The number of languages spoken in Africa ranges from 1,000 to 2,500, depending on estimates and definitions. Monolingual States do not really exist on this continent since languages usually spread across borders. The number of languages varies from 2 or 3, in Burundi and Rwanda, to more than 400 in Nigeria. Multilingualism is indeed ubiquitous in Sub-Saharan African societies. To support the development and use of languages, many institutions and organizations have been created, often under the auspices of the UNESCO or the African Union. In summary, the major issues met by these initiatives are:
the development and standardization of linguistic resources in many languages, not only the higher-resourced ones,
the introduction of national languages in the digital space through the creation and dissemination of content in those languages,
the multilingual access to digital resources.
If equipped with linguistic and computer resources, languages having a written form can be integrated into the development products of major players in the digital world, attracted by a market with great economic potential. For instance, the mobile phone manufacturers offer more and more models with textual and graphical interfaces in African languages. Nevertheless the use of written/textual interfaces requires to be literate! According to Denis Gikunda, director of the development program in African languages at Google, one of the highlights of the online market development in Africa is to ensure that applications talk to Africans in the true sense of the word. Several publications of UNESCO make explicit reference to speech synthesis (and recognition) as a technological facilitator (one can quote, for instance, the following: “The illiteracy rate remains high: the use of voice interfaces is relevant”).

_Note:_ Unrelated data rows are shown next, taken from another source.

PR #15275, opened 2023-11-27
feat(protocol): Native token support

adaki2004:
Same as: https://github.com/taikoxyz/taiko-mono/pull/15250 but rebased to proxy branch.

Changes are the native token support plugin changes. (+the bug from ERC20Vault's onMessageRecall also incorporated)

High level design overview:
285492728-868649bb-63cc-408d-ac0b-288cfc56de99

Known missing things:

- [ ] Bring USDC bytecode (from other repo) here and incorporate into the L2 deployment process (not strictly related to this feature, but in general to USDC support)
- [x] Mock actual USDC code under `/test/helper/usdc` into a smaller codebase


Brechtpd (commented):
It feels like it may be worth it to also let the standard tokens go through an adapter that simply implements the BaseAdapter in the simplest way. This will reduce the number of different code paths so it should be easier and more straightforward to test.

packages/protocol/contracts/tokenvault/erc20/adapters/UsdcAdapter.sol
```diff
@@ -0,0 +1,79 @@
...
+        ERC20Upgradeable(token).transferFrom({
+            from: account,
+            to: address(this), //ERC20Vault - via delegatecall()
+            amount: amount
+        });
+        IUsdc(token).burn(amount);
+    }
+
+    /// @notice We need to keep this because tokenVault will use the SafeERC20Upgradeable's
+    /// safeTransfer, which eventuall calls into this.
```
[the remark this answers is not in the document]
adaki2004: No - these can be deleted ! (And deleting them with the next commit) because the bridged tokens (be it native or not) are not subject to `transfer` or `transferFrom` (except USDC but that is a special case and we handle via the `burn()` function as that one mandates these adapter contracts).

packages/protocol/contracts/tokenvault/ERC20Vault.sol
```diff
@@ -86,6 +87,23 @@ contract ERC20Vault is BaseVault {
     error VAULT_INVALID_SRC_CHAIN_ID();
     error VAULT_MESSAGE_NOT_FAILED();
     error VAULT_MESSAGE_RELEASED_ALREADY();
+    error VAULT_ERROR_NATIVE_BURN();
+    error VAULT_ERROR_NATIVE_MINT();
+
+    /// @dev If a native token issuer (e.g.: Circle/Lido) revokes minter role from our contracts
+    /// (once they get the ownership), we won't be able to mint / burn the tokens. But we still want
+    /// to mint these tokens like "USDC ⭀31337" style, but then we need to reset the old mapping.
```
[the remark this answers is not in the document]
adaki2004: Okay, so i'll try to explain the necessity of it via an example!
1. We predeploy the USDC contracts to L2. We call the registry's `changeCustomToken()` to create a mapping between USDC (on L1) and USDC (on. L2).
2. Eventually, when bridge is "safe", Circle needs to have the ownership over the L2 USDC contract(s).
3. For whatever reason (hack in bridge, no trust in Taiko, rival bridges, etc.) Circle will revoke the minter role from our ERC20Vault.

After this, Bob wants to bridge USDC from L1 to L2 via our bridge contract, but it will revert since we do not have minter role anymore. But he also not able to bridge the token into a newly created (BridgedERC20 token named for example `"USDC ⭀31337"` -> This is just a nameing convention we used with BridegdERC20 tokens, this is why i said this in the above example) because such token cannot be created hence the `canonicalToBridged[chainId][canoncalAddr]` will contain the old address.. So we need a mechanism to wipe this data away -> to support further the bridging of the USDC (even tho not 'natively' but via `BridgedERC20`)

Let me know if it makes sense, or not.

dantaik:
@adaki2004 I thought you are going to remove all USDC related code from our tests so we can have pure unit tests for our own code. Aren't you?

adaki2004:
> @adaki2004 I thought you are going to remove all USDC related code from our tests so we can have pure unit tests for our own code. Aren't you?

I'm not saying removing (because we need to test the integration of USDC especially the `burn()` which is a special USDC "feature"- hence we doing this branch) but reducing the files.

Currently we have 20-25 files -> What if I flatten them to 2 files ? (1 for proxy, 1 for implementation).

adaki2004:
> @adaki2004 I thought you are going to remove all USDC related code from our tests so we can have pure unit tests for our own code. Aren't you?

@dantaik Please see the latest commit - and file-level changes.

I think it is fine having circle contracts as 2 (flattened) files because of several reasons:
- We testing for the actual contracts (integration) - and since we need adapters to adapt custom native tokens, we need to test the custom behaviour (which Circle case is the `burn()`).
- All these files (tho in the tests i named them USDC) relevant to all stable coins circle is issuing.
From Circle:
`"...a bridged USDC token contract to Circle follows a set procedure that's also extensible to bridged EURC."`

adaki2004:
@davidtaikocha Could you please check first from deployment point of view ? :) Especially the USDC Native one.
I'm pretty sure there are things i missed, but i tried to query the contracts storage.
Weird is the proxy does not have any storage (?) then how it links to the implementation.. ? 

Here is what i got after the commands:
kép

packages/protocol/contracts/tokenvault/ERC20Vault.sol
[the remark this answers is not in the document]
Brechtpd: Instead of saying "But we still want to mint these tokens like "USDC ⭀31337" style", wouldn't it more clear to just say that when that happens it still needs to be possible to bridge tokens using the standard `BridgedERC20`?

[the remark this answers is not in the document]
adaki2004: Yes that would be the ideal i was thinking about it too! :) 
But it requires all the time to “query” if we can bridge native way or not, which is expensive i think. (Bc of that canonicalToBridge mapping for that canonical “occupied” with an address which is not mintable).
Do you have any ideas with which we could do it a cheap and efficient way ? 🤔

packages/protocol/contracts/tokenvault/ERC20Vault.sol
```diff
@@ -227,8 +263,26 @@ contract ERC20Vault is BaseVault {
...
+            }
+            // Depending on native token (or not), it handles the burn accordingly.
+            _executeBurnOrMint(
+                adapter != address(0) ? adapter : token,
+                token,
+                msg.sender,
+                amount,
+                adapter != address(0),
+                false
+            );
```
Brechtpd, line 283: Very similar code as in ` onMessageRecalled`, I think best if it is shared in a single other function.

Thus, today is very favorable to the development of a market for speech in African languages. People’s access to ICT is done mainly through mobile (and keyboard) and the need for voice services can be found in all sectors, from higher priority (health, food) to more fun (games, social media). For this, overcoming the language barrier is needed and this is what we propose in this project where two main aspects are involved: fundamentals of speech analysis (language phonetic and linguistic description, dialectology) and speech technologies (ASR and TTS) for African languages. ALFFA project is really interdisciplinary since it not only gathers technology experts (LIA, LIG, VOXYGEN) but also includes fieldwork linguists/phoneticians (DDL). Such a partnership is very important since we want to reuse the strong experience of field linguists in data collection, as well as their knowledge in dialectal/regional differences, particularly important in Africa. In the project, developed ASR and TTS technologies would be used to build micro speech services for mobile phones in Africa (for instance, a phone service to consult the “price of commodities” or provide “voice reporting for information systems”). The ALFFA project will also strengthen the interactions between a start-up (Voxygen) and academics on the fundamentals aspects of African languages in order to start deploying prototypes/services in a continent where the Telecom market has a strong potential. In addition, the project will help the academic partners to reach an international leadership in the domain of speech processing and analysis for African languages which will reinforce their (already large) collaboration network on this continent. On this purpose, subcontracting is planned in the framework of the ALFFA project in order to set up sustainable collaborations with local actors (academics, NGO) in Africa.